Clay is a typical soil with pronounced viscoelasticity. Hammouda and Mihoubi (2014) compared the elasticity and viscoelastic mechanical properties of clays under dry conditions and observed that the actual mechanical properties of clays highly conformed to viscoelastic mechanical properties. Liu et al. (2015) introduced a generalized Kelvin-Voigt model to analyze the viscoelastic properties of marine clay. They reported that this clay possessed good viscoelasticity, significantly affected by the degree of consolidation. Based on the influence law of three pure clay minerals (kaolinite, montmorillonite, and illite) on viscoelasticity, Ni and Huang (2020) discovered that mineral composition had the maximum influence on the viscoelasticity of clays. Specifically, montmorillonite exerted a greater effect on clay viscoelasticity than the other two minerals. Studies also analyzed the viscoelastic properties of clays, considering their rheological properties (Li and Yang, 2018; Ren et al., 2021).

Strain hardening of clay is an important indicator of stress-strain relationships and viscoelastic properties. Strain-hardening curves are influenced by confining pressure, dry density, etc., typically constituting a family of similar curves. On this basis, a normalized model of strain-hardening clay was proposed to describe the strain-hardening relationship. Vucetic (1990) pointed out that normalized analysis of stress-strain curves could be achieved using effective consolidation stress as a normalization factor in their study on the undrained stress-strain characteristics of marine clay under irregular cyclic simple shear loading. Stróžyk and Tankiewicz (2016) studied the stress-strain relationship and elastic modulus E_u50 of stiff clay and proposed an improved normalized model.

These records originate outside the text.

PR #2194, opened 2026-08-05
feat(web): unify Need you into the chat ask takeover; refine ask interactions

liuchao-001:
Five interaction changes requested by @liuchao-001 in chat, building on #2164.

## What

1. **Need you opens the real chat.** The entry now navigates straight to the OLDEST open request's chat — the ask takeover floats over the full conversation ("背面显示所有的聊天"), and the standalone review page is **deleted**. The entry carries a queue session (`?nq=1`): each resolution **auto-advances to the next chat** holding an open question (owner-confirmed requirement); questions in the same chat advance in place via the existing FIFO takeover; an empty or unavailable queue ends the session; every ordinary chat-selection path deletes `nq`, so manually switching away exits the queue. Advancing is a history push — Back walks the queue hops.
2. **No X on the takeover.** "Close" mis-stated the semantics (the question stays open — it's a hide). The affordance is now an explicit **Show earlier chat** button (top-right, also bound to Escape): the card shrinks into the composer's pending-question affordance ("有 N 条待处理的问题" reopens it) and the timeline behind shows the viewer ↔ asker conversation via the #2164 transient focus mechanism.
3. **No current-chat summary block on the popup** — it died with the review page; the real chat is visibly behind the card instead.
4. **Show earlier chat button** is the single hide affordance across desktop and mobile (the undiscoverable mobile pull-down gesture is retired with the `contextBefore`/`onRequestEarlierContext` props).
5. **Ask agent is a mode, not a second input.** Clicking Ask agent swaps the answer surface into the clarification composer (one input at a time); the same footer button sends the question; Cancel (or Escape) restores answering. Skip/Submit leave the footer while composing a clarification so a resolving action can't fire against a half-written question.

Also retired: the unmounted mobile ask-sheet and its local answer cache (dead since the mobile Work unification).

## Contract notes

- The `?nq=` flag joins `focus`/`focusMsg`/`showAsk` in the transient-URL-param family with identical hygiene (all selection paths clear it).
- The auto-advance fetches the queue fresh after the resolving send (the send transaction clears the open request server-side), optimistically dropping the just-resolved item.
- The Need you entry's error state now retries the fetch on click (there is no review page to recover in); it disables on confirmed zero as before.
- This changes the Messaging tree contract (review-surface paragraph): a paired first-tree-context PR will follow this merge, source-first, as with #2164.

## Tests

- `ask-takeover-dom`: no close control; Show earlier chat button + none-supplied variant; Ask agent mode swap (answer surface replaced, Skip/Submit hidden, Cancel restores); all existing flows repointed at the new props (36 tests).
- `chat-view-dom`: new "need-you queue session" describe — advance to next chat / end-in-place on empty queue / no navigation outside a session; inspection test updated to the Show earlier chat affordance.
- `ask-agent-nav-guard-dom`: rail/new-chat/filter locking re-anchored on the chat-based queue session URL.
- `need-you-entry-dom`: error-click retries the fetch; count-click opens the oldest request's chat.
- `card-actions-dom` (mobile): entry navigates to `?c=<chat>&nq=1` instead of the review route.

`pnpm check` / `pnpm typecheck` / full web suite: 242 files, 2202 tests, all green.

**E2E note:** the ask takeover only exists with a live open request (an agent asking a human), which a static Momentic yaml can't seed by itself — live validation of the five flows is requested from the review agent's environment (as with #2164); a committed Momentic case can follow once we have an ask-seeding fixture.


yuezengwu (changes requested):
This PR moves the Need you flow onto the real chat takeover, adds the `nq` cross-chat queue session, replaces dismiss with “Show earlier chat,” turns Ask agent into a mutually exclusive composer mode, and removes the obsolete standalone/mobile review surfaces. I found three issues that need to be fixed before merge:

1. **[P1] Prevent Enter from resolving the hidden answer while Ask agent mode is open** (`packages/web/src/components/chat/ask-takeover.tsx:393`). `canReply` still reflects the answer draft hidden behind the clarification composer, and the window-level Enter handler does not check `askAgentOpen`. Repro: select an option (or type a valid answer), enter Ask agent mode, focus the clarification textarea, and press Enter on desktop. The handler calls `reply()` and resolves the request with the hidden answer, exactly the action this mode is intended to make impossible. Gate the resolving shortcut while clarification mode is active (and add the keyboard regression case).

2. **[P1] Do not let a stale queue continuation override a manual chat switch** (`packages/web/src/pages/workspace/center/chat-view.tsx:2691`). The async resolution path builds `nextParams` from the `searchParams` captured when Submit/Skip started. While the send is in flight, the desktop rail remains usable; selecting another chat correctly deletes `nq`, but when the send completes this callback still sees the stale `nq=1` snapshot and navigates to the next queue chat, overriding the user's manual selection and re-entering the session. Before advancing, verify the live location/session still belongs to this chat (or lock the relevant navigation through completion), and cover the in-flight manual-switch race.

3. **[P2] Reserve layout space for the expanded Show earlier chat action** (`packages/web/src/components/chat/ask-takeover.tsx:750`). The new text button is absolutely positioned, but the question body still starts at `var(--sp-6)` with only normal horizontal padding (`:795`). On mobile the button spans from 8px to roughly 52px vertically while the question begins around 24px, and its much larger width covers a substantial part of the first one or two lines. Add top/right clearance or place the action in a non-overlapping header.

No database or core data-structure change is present in this diff. I did not rerun the reported automated suite or start live QA because the deterministic review blockers above must be resolved first.

baixiaohang (changes requested):
- Rationale: The unified flow is directionally coherent, but the current head can still resolve the hidden answer during clarification and can override an explicit manual queue exit.

**Risk level**: B-low
- Semantic lift: the Web change now owns React Query-backed cross-chat queue continuation and navigation -> B-low

**PR summary**
- Problem: Humans currently answer blocking agent questions through separate Need you and chat surfaces, with ambiguous hide/close behavior and competing answer/clarification inputs.
- Approach: Make the real chat takeover the single answer surface, carry a transient `nq` queue session across chats, replace dismiss with Show earlier chat, make Ask agent a mutually exclusive mode, and remove the obsolete review/mobile implementations.
- Impacted modules: Workspace and mobile navigation, chat request takeover, Need you query/entry, request-resolution continuation.

**Review findings**
❌ 1. Enter can resolve the hidden answer while Ask agent mode is active: `canReply` remains true from the hidden answer draft and the window shortcut does not gate on `askAgentOpen`. A desktop Enter in the clarification textarea can therefore call `reply()` instead of keeping the request open. [R4 / `packages/web/src/components/chat/ask-takeover.tsx:393`]
❌ 2. The async queue continuation uses the `searchParams` snapshot captured before the send. Because the desktop rail remains usable while resolution is in flight, a manual chat switch can delete `nq` and then be overwritten when the stale callback advances to the next queue chat. Verify live session/chat ownership at completion or lock the navigation consistently, and cover the race. [R4 / `packages/web/src/pages/workspace/center/chat-view.tsx:2691`]
⚠️ 3. The expanded Show earlier chat text button is absolutely positioned over the same top area used by the question markdown, with no reserved header/right clearance; on narrow/mobile layouts it can cover the first lines. [R3 / `packages/web/src/components/chat/ask-takeover.tsx:750`]

**Action taken**
- Submitted request changes on head `5616c0c7ec44e42a7c22ac95a85c1eee766de3b7`.
- I did not rerun code checks, tests, or live QA; CI is green, but the deterministic interaction blockers above need to be fixed first.

liuchao-001:
5094692 addresses all three findings from both reviews:

**[P1] Enter in Ask agent mode (yuezengwu 1 / baixiaohang ❌1)** — the window-level resolving shortcut now bails while `askAgentOpen`: `canReply` still reflects the hidden answer draft, so Enter must never fire `reply()` against an answer the user cannot see. Enter is a plain newline in the clarification composer; the footer button is the only send. Keyboard regression: valid hidden answer → enter mode → Enter in the clarification textarea → neither `onReply` nor `onAsk` fires.

**[P1] Stale queue continuation vs manual switch (yuezengwu 2 / baixiaohang ❌2)** — the continuation no longer trusts the snapshot captured at send time. Three live layers: it bails when the committed chat has moved on (`chatIdRef`), decides from the committed params (`latestSearchParamsRef`, same commit discipline as `chatIdRef`), and re-validates inside a functional `setSearchParams` updater — the updater sees the CURRENT params, leaves a foreign chat's URL untouched, and only acts on a still-live `nq` flag. Race regression: send held in flight → rail-like manual switch (new chat, `nq` deleted) → late settle → URL stays on the user's choice, no hijack, no resurrected flag.

**[P2] Button overlap (yuezengwu 3 / baixiaohang ⚠️3)** — Show earlier chat is now a real header row above the scroll region (reserving its own space) instead of an absolute overlay, so it can never cover the question's first lines at any width.

`pnpm check` / `pnpm typecheck` / full web suite: 242 files, 2204 tests, all green.

yuezengwu (approved):
Re-reviewed the incremental fix commit. All three findings are resolved:

- Ask agent mode now gates the desktop Enter resolver even when a valid hidden answer draft exists, with a focused keyboard regression test.
- Queue continuation now verifies the committed chat and latest URL state, then re-validates inside the functional search-param update; the in-flight manual-switch regression covers the original race.
- Show earlier chat now occupies a real header row above the scroller, so it cannot cover the question body on narrow/mobile layouts.

The implementation preserves the request contract: clarification keeps the request open, ordinary navigation remains authoritative over the transient queue session, and inspection stays on the real chat surface. No database or core data-structure change is present. I did not rerun the reported checks or live QA per review scope.

baixiaohang (changes requested):
- Rationale: The Enter and layout fixes are complete, but the queue guard still relies on a stale functional search-param snapshot for same-chat exits.

**Risk level**: B-low
- Semantic lift: React Query-backed cross-chat queue continuation and navigation -> B-low

**PR summary**
- Problem: Unify Need you with the real chat takeover while preserving clarification, inspection, and cross-chat queue semantics.
- Follow-up approach: Gate Enter during clarification, move Show earlier chat into a real header row, and revalidate queue continuation against committed navigation state.

**Review findings**
❌ 1. The final functional `setSearchParams` check is not live in the pinned `react-router@7.13.1`: that setter closes over the `searchParams` from the render that created it and invokes the updater with a copy of that snapshot. The two `chatIdRef` checks cover switching to a different chat, but not an ordinary same-chat selection that only deletes `nq`. Repro shape: start resolving in chat A with `nq=1`; while the queue fetch is pending, click chat A's selected rail row (the normal selection callback keeps `c=A` and deletes `nq`); the committed chat id stays A, so line 2732 passes, then the stale setter at line 2733 receives the old `nq=1` params and can advance/resurrect the session. Re-read `latestSearchParamsRef.current` after the queue await and build the write from that live value (or use another truly live authority), and add the same-chat/flag-only exit regression. [R4 / `packages/web/src/pages/workspace/center/chat-view.tsx:2733`]

**Resolved from the prior review**
✅ Desktop Enter is gated while Ask agent mode is open.
✅ Show earlier chat now reserves a non-overlapping header row.

**Action taken**
- Submitted request changes on head `509469279c8fbe4199fd1c247c72cb86f3c65d52`.
- I did not run code checks, tests, or live QA.

yuezengwu (changes requested):
Correction to my prior approval: the remaining same-chat queue-exit race is valid and still blocks this head.

**[P1] Re-read the live params after the queue await; the functional updater is not live** (`packages/web/src/pages/workspace/center/chat-view.tsx:2733`). I verified the exact pinned `react-router@7.13.1` source: `useSearchParams` implements the callback form by calling `nextInit(new URLSearchParams(searchParams))`, where `searchParams` is the value captured by the render that created that setter. It is therefore not equivalent to a React state functional updater.

The two `chatIdRef` checks correctly stop a switch to another chat, but they cannot detect the ordinary same-chat selection path: while the queue fetch is pending, click the already-selected chat A row; `c` remains A and `nq` is deleted. When the fetch settles, both chat-id checks pass, and the captured setter supplies the old `nq=1` snapshot, allowing the queue to advance/resurrect despite the explicit exit. Re-read `latestSearchParamsRef.current` after the await and construct the write from that current value (with a final live guard), then add the flag-only same-chat regression.

The Enter-mode and non-overlapping header fixes remain resolved. I did not rerun checks, tests, or live QA.

liuchao-001:
698ff7d addresses the remaining blocker from both current-head reviews (baixiaohang ❌1 / yuezengwu's corrected verdict):

**Live params after the queue await.** Confirmed against the pinned `react-router@7.13.1`: the functional `setSearchParams` invokes the updater with `new URLSearchParams(searchParams)` from the render that created the setter — a snapshot copy, not live state. The continuation now re-reads `latestSearchParamsRef.current` (commit-synced) AFTER the queue await and builds the write from that value, with a final live `nq` guard: a same-chat exit that only deleted the flag while the fetch was pending can neither be advanced over nor have its session resurrected. The functional-updater form is gone. Regression covers the exact repro shape: queue fetch held in flight → same-chat flag-only exit → settle → URL untouched.

Also from the review agent's live-QA pass (its two blockers — Enter-in-mode and the cross-chat switch race — were fixed in 5094692, verified here on the new head):
- the Need you entry's accessible label now keys on the same predicate that enables it (`first`), so an items-empty/total>0 snapshot can't announce questions on a disabled control;
- the inspect composer's pending copy joins the English UI ("N pending questions" — pre-existing Chinese string, now on the main answering path).

`pnpm check` / `pnpm typecheck` / full web suite: 242 files, 2205 tests, all green.

yuezengwu (approved):
Re-reviewed head `698ff7de6210402bee9f8a82304b27652ad22521`. The remaining blocker is resolved against the actual `react-router@7.13.1` semantics:

- after the queue await, the continuation re-reads the commit-synced `latestSearchParamsRef.current` and constructs a concrete `URLSearchParams` write from that live value;
- the stale functional-updater form is gone;
- the new regression holds the queue fetch open, performs a same-chat flag-only `nq` exit, then verifies that late settlement neither navigates nor resurrects the session.

I also reviewed the entry-label and pending-question copy adjustments in this commit and found no new blocker. The earlier Enter-mode and header-overlap fixes remain sound. No database or core data-structure change is present. I did not rerun the reported checks/tests or live QA per review scope.

baixiaohang (approved):
**Recommendation**: approve
- Rationale: The live-URL race is now closed using the committed params ref after the queue await, with the exact same-chat flag-only regression.

**Risk level**: B-low
- Semantic lift: React Query-backed cross-chat queue continuation and navigation -> B-low

**PR summary**
- Problem: Humans need one coherent surface for answering agent questions, inspecting the underlying chat, asking for clarification, and continuing through cross-chat requests.
- Approach: Use the real chat takeover as the single answer surface, carry a transient Need you queue session across chats, make clarification a mutually exclusive mode, and retire the standalone/mobile review implementations.

**Review findings**
✅ The clarification composer cannot resolve a hidden answer through desktop Enter.
✅ The continuation now re-reads `latestSearchParamsRef.current` after the queue await and writes concrete params from that live value; both different-chat and same-chat/flag-only manual exits remain authoritative.
✅ Show earlier chat occupies a dedicated header row and cannot overlap the question body.
✅ The entry-label and pending-question copy follow-up introduces no new blocker.

**Action taken**
- Approved head `698ff7de6210402bee9f8a82304b27652ad22521`.
- I did not run code checks, tests, or live QA.

PR #2191, opened 2026-08-05
feat(context): add thin BYO runtime and org repository storage

baixiaohang:
## Summary

- Replace duplicated external Context workflows with a stable thin Claude/Codex adapter and an exact-release Core Skill loader.
- Add adapter-version separation, bounded lazy adapter synchronization, session-scoped Claude reload adoption, legacy read tombstones, and concise setup guidance.
- Add active-client-scoped BYO Context Tree storage at `data/byo/<org-id>`, with one per-org mutation lock, temporary read snapshots, durable write worktrees, crash recovery, and account switch/reset isolation.
- Keep Managed Skill delivery unchanged while routing the canonical Read/Write workflows by trusted `consumerKind`.

This prevents CLI upgrades from leaving external sessions on stale workflow copies, avoids unnecessary reload/trust for Core-only updates or additional org grants, and gives BYO Context Tree data an explicit local owner and recovery boundary.

Following architecture review, the adapter was also removed from unnecessary hot paths: a healthy Claude `UserPromptSubmit` hook is now a pure no-op, full payload health validation stops at the per-task route boundary, and opportunistic TTL directory scans were removed.

## Validation

- [ ] `pnpm check` — not run as a monolithic command; changed-file Biome and `git diff --check` passed.
- [x] `pnpm typecheck` — Shared, Client, CLI, and Web package typechecks passed; CLI typecheck was rerun after the final increment.
- [ ] `pnpm test` — focused affected suites passed; full repository test suite was not run.

Additional validation:

- Final affected and adjacent CLI suites: 17 files / 165 tests passed.
- Skill eval suites: 2 files / 11 tests passed.
- Shared schema: 7 tests passed.
- Web setup prompt: 16 tests passed.
- Existing Managed Skills/state regression suites: 116 tests passed.
- Shared, Client, CLI, and Web builds passed; the CLI build was rerun after the final increment.
- `pnpm validate:skill`: 8/8 passed.
- Release pack smoke passed, including exact-release loader and packed adapter/tombstone checks.
- `codex-reviewer` completed read-only review in the task chat and reported no remaining blockers.
- `codex-architect` completed a dedicated over-design review; its three requested simplifications are included in the latest head.

## Change Surface

- [x] `apps/cli` public CLI or help output
- [x] tree onboarding / binding / inspection behavior
- [x] shipped or planned skill topology
- [x] docs or contributor-facing repository metadata
- [x] CI / packaging / release plumbing

## Notes

[...]

PR #2196, opened 2026-08-05
fix(context): correct portable Core policy path

baixiaohang:
## Summary

- Emit the Context Policy path that matches the flattened portable app layout (`app/runtime-assets`) while preserving the npm package layout (`dist/runtime-assets`).
- Verify portable artifacts after extraction into the real immutable `versions/<version>` layout and execute the Core Skill loader from the installed shim.
- Add a regression test for the portable release manifest path.

## Root cause

PR #2191 made the loader consume a manifest-declared exact-release Policy path. The portable builder flattens `apps/cli/dist` into `app`, but the generated manifest still declared `dist/runtime-assets/context-tree-policy.md`, so SessionStart failed with `ENOENT` even though the Policy existed at `app/runtime-assets/context-tree-policy.md`.

## Validation

- Context bundle manifest + portable builder suites: 54/54 passed.
- CLI typecheck passed.
- Workspace build passed.
- A real linux-x64 portable artifact was built and verified; the verifier now executes `context skill load` from an extracted `versions/0.0.0/app` layout and asserts both Skill and Policy paths.
- Changed-file Biome and `git diff --check` passed.

### DIFF
--- a/apps/cli/src/__tests__/context-bundle-manifest.test.ts
+++ b/apps/cli/src/__tests__/context-bundle-manifest.test.ts
@@ -176,6 +176,32 @@ describe("context integration bundle", () => {
     );
   });
 
+  it("emits the flattened Core Policy path used by portable app artifacts", () => {
+    const root = mkdtempSync(join(tmpdir(), "first-tree-portable-context-bundle-"));
+    roots.push(root);
+    const repoRoot = resolve(import.meta.dirname, "../../../..");
+    execFileSync(
+      process.execPath,
+      [
+        join(repoRoot, "scripts", "build-context-integration-bundle.mjs"),
+        "--out-dir",
+        root,
+        "--version",
+        "1.2.3",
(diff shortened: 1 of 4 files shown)


yuezengwu (approved):
The goal is to restore the portable external-Context loader after the CLI dist tree is flattened into `app/`. The core changes parameterize the manifest's release-relative Policy path, keep the npm layout on `dist/runtime-assets/context-tree-policy.md`, emit `runtime-assets/context-tree-policy.md` only from the portable builder, and exercise the loader from an extracted `versions/<version>` artifact layout.

I traced both builder call paths through release-root resolution, containment checks, regular-file checks, and digest verification. The portable verifier now reaches the real loader command and asserts both canonical Skill and Policy paths. I found no blocking correctness or safety issues. There are no core data-structure or database changes in this diff.

Reviewed the diff only; I did not rerun tests or QA.

Issue #2004, opened 2026-07-24
[Bug] first-tree-read can emit contextDecision receipt in Chat body instead of metadata


yuezengwu:
## Summary

A Codex agent using the shipped `first-tree-read` 0.3.0 contract emitted the full `contextDecision` receipt as visible Chat markdown and omitted `metadata.contextDecision`. The Web did not expand hidden metadata; the agent constructed a malformed final `chat send`.

This pollutes the user-facing reply and means downstream receipt consumers cannot find the receipt even though a JSON block appears in the message body.

## Surface Area

- agent runtime (`codex`)
- Chat CLI/message transport
- Context Tree `first-tree-read` receipt flow
- Web Chat (visible symptom only; current Web code has no `contextDecision` renderer)

## Environment

- First Tree staging CLI: `0.5.17-staging.939.1` (captured after the incident)
- `first-tree-read`: `0.3.0`
- install method: managed First Tree staging client/workspace
- runtime: `codex`
- operating system: macOS 26.5.2, Darwin 25.5.0 arm64

## Reproduction

1. In a long-lived QA Chat, run several Codex turns/compactions while reading decision-bearing Context Tree nodes and preparing a final QA report.
2. Have the agent send the final report through `first-tree-staging chat send ... -F final-message.md`.
3. Inspect the persisted message with `first-tree-staging chat history <chat-id>`.
4. Observe that the receipt JSON is in `content`, while `metadata.contextDecision` is absent.

The sanitized runtime trace for the observed occurrence shows:

```text
apply_patch -> final-message.md contains:
  Context Tree receipt：
  { "contextDecision": { ... } }

first-tree-staging chat send gandy2025 -f markdown -F .../final-message.md
# --metadata was omitted
```

## Expected Behavior

When Tree context materially affects the final choice, the same final `chat send` or blocking `chat ask` should:

- keep receipt JSON out of the visible message body; and
- attach one top-level `metadata.contextDecision` object.

The receipt must never be a separate receipt message or a prose-only claim.

## Actual Behavior

Persisted message `019f923f-8202-7890-82dd-5f6ffb26b021` contains a visible `Context Tree receipt:` JSON block. Its metadata contains only the recipient mention and has no `contextDecision`.

An earlier message in the same Chat correctly used `-m/--metadata`, proving the CLI/Server metadata path itself works. This occurrence is an agent-side protocol/enforcement failure.

## First Tree Context

[...]

PR #1978, opened 2026-07-23
Record Context Tree decision influence receipts

Gandy2025:
## Summary

- teach `first-tree-read` to attach a `contextDecision` receipt only when a decision-bearing normal passage materially influences a later choice
- persist the receipt on the same final `chat send`, or the same blocking `chat ask` for an unresolved conflict
- record one mutually exclusive effect plus an exact remote-backed Context Tree repository, commit, node path, and optional heading
- anchor managed evidence to the briefing-declared binding repository and branch; missing or ambiguous identity fails closed
- exclude navigation-only reads, workflow instructions, ownership-only routing, supporting content alone, and Tree mentions without decision influence
- add deterministic floor coverage for the receipt JSON and managed provenance contracts, and bump the skill to `0.3.0`

## Scope

This intentionally reuses existing immutable message metadata and the existing `--metadata` option. It adds no database table, API, background job, or UI.

## Paired Context Tree contract

- agent-team-foundation/first-tree-context#811 (draft)

## Validation

- `python3 ./scripts/quick_validate_skill.py ./skills/first-tree-read`
- `pnpm --filter @first-tree/skill-evals eval:floor -- --suite first-tree-read` (2/2)
- `pnpm --dir packages/skill-evals exec vitest run src/suites/first-tree-read/__tests__/floor.test.ts` (6/6)
- complete `first-tree-read` test suite (24/24)
- `pnpm check`
- `pnpm typecheck`
- two independent reviews of the final diff, both with no blockers

`pnpm test` was also attempted. The full monorepo run failed in unrelated existing suites under local parallel load, primarily fixture/process timeouts in `@first-tree/skill-evals` plus unrelated client/server timeouts. The modified `first-tree-read` tests pass independently.

PR #2199, opened 2026-08-06
Show agent-reported Context Tree influence in Chat and Need you

Gandy2025:
## Why

`first-tree-read` (#1978) already instructs an agent to attach a `contextDecision` receipt to the same final `chat send` / blocking `chat ask` that carries the affected choice. Nothing consumed it: the receipt sat in free-form message metadata with no shared schema, no trust boundary, and no renderer — so the one place a user could see Context Tree paying off was invisible.

This lands the first consumer: the receipt is shown where the result is judged.

## What

**shared** — versioned `contextDecision` schema + strict `readContextDecisionMetadata`. Each evidence row must name a credential-free repository, a hex commit, and a tree-root-relative node path (1–3 rows, matching the skill's cap). A receipt with nothing to inspect is rejected; unknown-version / malformed payloads read back as `null`.

**server** — trust boundary in `preflightMessageSendIntent`:
- a human sender's `contextDecision` is stripped (the agent-attribution claim is not theirs to make, and a browser/API write must not be able to forge one);
- an agent sender's malformed receipt fails the write with a shape hint, so the author fixes and resends instead of silently storing something no consumer can render.

**web** — `ContextDecisionReceipt`, rendered in two places:
- under an agent's chat reply, after its body, images and attachments;
- inside the blocking ask, after the question body and before the answer controls (adds no request state, notification, or blocking condition).

Collapsed it shows the Context Tree mark, what team context did (`Conflict surfaced` / `Approach changed` / `Options narrowed` / `Direction supported`), the agent's one-sentence summary, and an `N team decisions` disclosure. Expanding reveals the cited nodes with repository and short commit, an exact-commit link when the forge is unambiguous (GitHub by host; GitLab only when it matches the connected instance), and the attribution note at the bottom.

## Trust framing

The module states the outcome objectively because that is what the agent reports, but it is not a First Tree verification: no success check, no "verified" copy, no system-card chrome. Attribution is weakened to a footnote *only* because the receipt is still attached to its authoring agent's message — a future cross-message digest (e.g. a Context page rollup) must re-state it up front. This is recorded in the component's contract comment.

Rendering is gated on a strict parse and never runs for a human speaker's row, so pre-guard history cannot surface a forged receipt.

## Verification

- `pnpm typecheck` (all packages) and `pnpm check` clean; `pnpm --filter @first-tree/web lint:tokens` clean.
- New tests: shared schema (12), server trust boundary (4), receipt component (9), and three ChatView DOM cases — agent reply renders it, human sender / malformed receipt render nothing, and the ask shows it before the answer input.
- `@first-tree/shared`, `@first-tree/server`, `@first-tree/web` suites pass. `@first-tree/client` passes standalone; two of its timeout-driven tests (`pi-handler`, `opencode-handler`) flake under a fully parallel `pnpm test` on this machine and are untouched by this change.
- Real browser at 1440px and 390px on `/preview/request-dock`: collapsed and expanded, all four effects, `scrollWidth === clientWidth` at both widths, 44px disclosure target.

## Follow-ups (not in scope)

- #2004 — an agent can still emit the receipt as visible body text; that is an agent-side transport regression, not a rendering one.
- Context page 7-day rollup of receipts, which needs its own server read model and permission story.

### DIFF
--- a/packages/shared/src/schemas/context-decision.ts
+++ b/packages/shared/src/schemas/context-decision.ts
@@ -1,0 +1,118 @@
+import { z } from "zod";
+import { canonicalGitRepoIdentity } from "../canonical-git-repo-url.js";
+
+/**
+ * `metadata.contextDecision` — an agent's self-attributed record that Context
+ * Tree content materially shaped the choice carried by THIS message.
+ *
+ * Written by the `first-tree-read` skill on the same final `chat send` (or
+ * blocking `chat ask`) that contains the affected choice, never as a separate
+ * message and never as prose. The receipt is the agent's own report: First Tree
+ * preserves the cited repository/commit/path so a reader can inspect the exact
+ * source, but it does NOT independently verify that the passage caused the
+ * choice. Every consumer must present it as agent-reported, never as a
+ * system-verified causal claim.
+ *
+ * Trust boundary: the server strips the key from human senders and rejects a
+ * malformed receipt from an agent sender, so a stored receipt is always an
+ * agent's and always parses. Readers still parse defensively (`safeParse` via
+ * `readContextDecisionMetadata`) because message rows are immutable — history
+ * written before that guard is not re-validated.
+ */
+export const CONTEXT_DECISION_METADATA_KEY = "contextDecision";
+
+/**
+ * How Tree content acted on the choice. Exactly one applies; the skill picks
+ * the first matching category in this precedence order so reports stay
+ * comparable:
+ *
+ *   - `conflicted`  — exposed a conflict that still needs resolution/escalation
+ *   - `redirected`  — changed the intended approach
+ *   - `constrained` — ruled out an option or narrowed the solution boundary
+ *   - `confirmed`   — removed material uncertainty and justified keeping the
+ *                     choice without changing its boundary
+ */
+export const contextDecisionEffectSchema = z.enum(["conflicted", "redirected", "constrained", "confirmed"]);
+export type ContextDecisionEffect = z.infer<typeof contextDecisionEffectSchema>;
+
+/** At most three node paths may jointly influence one choice (skill contract). */
+export const MAX_CONTEXT_DECISION_EVIDENCE = 3;
+export const MAX_CONTEXT_DECISION_SUMMARY_LENGTH = 400;
+
+/**
+ * One cited passage: the exact repository + commit + Tree-root-relative node
+ * path that supplied it. `repoUrl` is the credential-free binding repository as
+ * the activation receipt / workspace briefing declares it — never a local
+ * transport URL and never a credential-bearing remote, so a stored receipt can
+ * be shown and linked without leaking a secret.
+ */
+export const contextDecisionEvidenceSchema = z.object({
+  repoUrl: z
+    .string()
+    .min(1)
+    .max(2_000)
+    .refine((value) => canonicalGitRepoIdentity(value) !== null, {
+      message: "repoUrl must be a resolvable git repository URL",
+    })
+    .refine((value) => !hasEmbeddedCredentials(value), {
+      message: "repoUrl must not embed credentials",
+    }),
+  /**
+   * The exact commit the passage was read at. Full 40-char SHA-1 is what the
+   * skill specifies; shorter unambiguous prefixes are accepted rather than
+   * failing an otherwise valid final message, and 64 covers SHA-256 repos.
+   */
+  commit: z.string().regex(/^[0-9a-fA-F]{7,64}$/, "commit must be a hex git object id (7-64 chars)"),
+  /** Tree-root-relative path, e.g. `system/cloud/team/tenancy-and-identity.md`. */
+  nodePath: z
+    .string()
+    .min(1)
+    .max(1_000)
+    .refine((value) => !value.startsWith("/") && !value.split("/").includes(".."), {
+      message: "nodePath must be a tree-root-relative path without `..` segments",
+    }),
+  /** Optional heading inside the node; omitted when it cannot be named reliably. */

Gurtug (2011) established two normalized models to predict the compressive behavior of high plastic clay, considering the void ratio and consolidation pressure. The results showed that both models had a good predictive effect. By investigating the mechanical behavior of normally consolidated and over-consolidated clays under cyclic loading, Vucetic (1988) found that clay shows good normalization behavior under consolidation stress and proposed corresponding normalization methods. Lyu et al. (2020) explored the influencing pattern of structure and depth on the stress-strain relationship of red clay and devised a new normalization method to determine the mechanical law of clays.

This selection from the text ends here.